Other federal office buildings do have floor plate configurations that lend themselves to apartment conversions, but GSA is not prioritizing disposing of these buildings over the nonsuitable buildings.
A strategy involving moving federal workers into the buildings not suitable for conversions and disposing of those buildings that easily lend themselves to residential conversions would result in a significantly better economic outcome for both the federal government and the city.

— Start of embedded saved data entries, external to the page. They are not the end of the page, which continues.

PR #1942, opened 2017-10-01
Fix particle serialization

gassmoeller:
The particle serialization was broken by #1913. This PR fixes this (the important part is the call to `particle_handler->initialize` that needed to be moved from `World::serialize` into `World::load`). It also makes some other places related to serialization easier to understand and finally adds a test for particle serialization.


bangerth:
Looks great, thank you!

PR #1703, opened 2017-05-16
New function for boundary composition

mbweller:
Function added to boundary composition to allow for variable compositions to placed with user defined coordinate systems. Boundary composition is now consistent with Boundary: Temperature, Velocity, and traction.

PR #1943, opened 2017-10-01
Boundary composition function

gassmoeller:
Supersedes #1703. See there for an explanation, I only addressed all but one comment and updated the tests.
The one remaining comment is that we declare parameters for a function with one component, although we parse parameters for `n_compositional_field` components. I agree with @mbweller that I do not quite see why it works, but we already use the same approach for `initial_composition/function` and I also do not see an alternative. `declare_parameters` is called in a static function that is called before we know how many components there will be. Thus I would vote for simply keeping this approach.


doc/modules/changes/20171001_mbweller
```diff
@@ -0,0 +1,5 @@
+New: The 'function' boundary composition plugin now allows user defined
+Coordinate Systems [cartesian; spherical; depth].
```
bangerth: Since that 'function' plugin didn't previously exist, I think this is misleading.

include/aspect/boundary_composition/function.h
```diff
@@ -0,0 +1,126 @@
...
+        /**
+         * A function object representing the compositional fields.
+         */
+        std_cxx11::unique_ptr<Functions::ParsedFunction<dim> > function;
+
+        /**
+         * Composition at the inner and outer boundaries.
+         */
+        double min_composition;
+        double max_composition;
```
bangerth: do we even need this? how would that deal with the situation of multiple compositional fields?

include/aspect/boundary_composition/function.h
```diff
@@ -0,0 +1,126 @@
...
+        update ();
+
+        /**
+         * Return the minimal composition on that part of the boundary on
+         * which Dirichlet conditions are posed. Note: This is left over from
+         * temperature formulations, and may need to be removed later if its
+         * efficacy is not proven.
+         */
+        virtual
+        double minimal_composition (const std::set<types::boundary_id> &fixed_boundary_ids) const;
```
bangerth: This and the next function are not actually part of the `Interface` class. Could we delete these two functions?

source/boundary_composition/function.cc
```diff
@@ -0,0 +1,210 @@
...
+                             "'spherical' coordinates are interpreted as r,phi "
+                             "or r,phi,theta in 2D/3D respectively with theta "
+                             "being the polar angle. 'depth' will create a "
+                             "function, in which only the first parameter is "
+                             "non-zero, which is interpreted to be the depth of "
+                             "the point.");
+
+          Functions::ParsedFunction<dim>::declare_parameters (prm, 1);
+
+          prm.declare_entry ("Minimal composition", "0",
```
bangerth: we may not need this parameter.

source/boundary_composition/function.cc
```diff
@@ -0,0 +1,210 @@
...
+              std::cerr << "ERROR: FunctionParser failed to parse\n"
+                        << "\t'Boundary composition model.Function'\n"
+                        << "with expression\n"
+                        << "\t'" << prm.get("Function expression") << "'"
+                        << "More information about the cause of the parse error \n"
+                        << "is shown below.\n";
+              throw;
+            }
+          min_composition = prm.get_double ("Minimal composition");
+          max_composition = prm.get_double ("Maximal composition");
```
bangerth: and here

source/boundary_composition/function.cc
```diff
@@ -0,0 +1,210 @@
...
+                                               "composition, it is interpreted as having units "
+                                               "seconds unless the global input parameter ``Use "
+                                               "years in output instead of seconds'' is set, in "
+                                               "which case we interpret the formula expressions "
+                                               "as having units year."
+                                               "\n\n"
+                                               "Because this class simply takes what the "
+                                               "function calculates, this class can not "
+                                               "know certain pieces of information such as the "
+                                               "minimal and maximal composition on the boundary. "
```
bangerth: I think this is a copy-paste issue from the temperature boundary values, right?

gassmoeller:
I addressed all comments. Ready from my side.

MFraters:
Hey Rene and Matt,
Looks like a good feature. I am just wondering why both Cartesian and spherical have a test, but depth doesn't have one.

gassmoeller:
A valid question. I added a test for the depth function :smile:

MFraters:
👍

gassmoeller:
Can I understand that as a "merge yourself if the tester is happy"? You could also right now merge your first pull request.

gassmoeller:
As far as I know we do not have an official policy for that. It depends a bit on the complexity of the pull request. In this case Wolfgang only brought up formal comments (remove those unnecessary things), and you can check that I addressed them, so if I were you, I would probably go ahead and merge it without waiting for his comment. If one reviewer requests changes, and you are not quite sure if they were addressed (or you think you do not understand the issue well enough) then I would wait for the original reviewer to answer. 
Also @bangerth: Is it worth collecting some policies about this somewhere to give our new developers more guidance on when to push the merge button?

MFraters:
Ok, then I will merge it :)

bangerth:
Yes, I think you did the right thing. We generally trust each other. In this case, since the comments I had were not really controversial, if @MFraters sees that they are addressed, then for him to merge the button is the right thing. On the other hand, if I had had comments that showed that I was critical of the general direction of the patch, then a response by @MFraters of the form "This looks good to me, but @bangerth had some bigger concerns and so I let him take another look before merging" would have been the right way to go about it. Makes sense?

@jaustermann , @anne-glerum , @naliboff -- FYI.

PR #1945, opened 2017-10-02
particle doxygen fixes

tjhei:


gassmoeller:
Yes makes sense. Those were my faults 😞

A separate WBJ story takes a close look at some of the landmark buildings among the 27 within the District of Columbia that were on GSA’s briefly-posted list.
D.C. Metro Area
Apartment Demand Far Outpaced Supply in 2024
An analysis by RealPage concluded that apartment demand in the U.S. hit near its highest level in more than three decades in 2024 and easily outpaced concurrent new supply, even though new supply reached a 50-year high. Roughly 588,900 apartment units came online in the U.S. in 2024, while nearly 666,700 units were absorbed, creating about 77,800 units of excess demand.
The D.C. market was at the top of the list. The D.C. metro area absorbed 21,928 units during the year, while concurrent supply totaled 14,187 units, resulting in excess demand of 7,741 units in 2024, the most seen nationwide. In the 4th quarter of the year, D.C. area apartment buildings had a 96.0% occupancy rate.
Virginia
Neighbors Continue to Push Back on Clarendon Church’s Housing Plans
A report in ARLnow says that a proposal to redevelop Clarendon Presbyterian Church into affordable housing for LGBTQ+ seniors, a childcare facility, and a new church is facing pushback from some Lyon Village neighbors. The six-story, 102-unit project, planned with True Ground Housing Partners, requires rezoning, which critics argue sets a risky precedent for single-family neighborhoods.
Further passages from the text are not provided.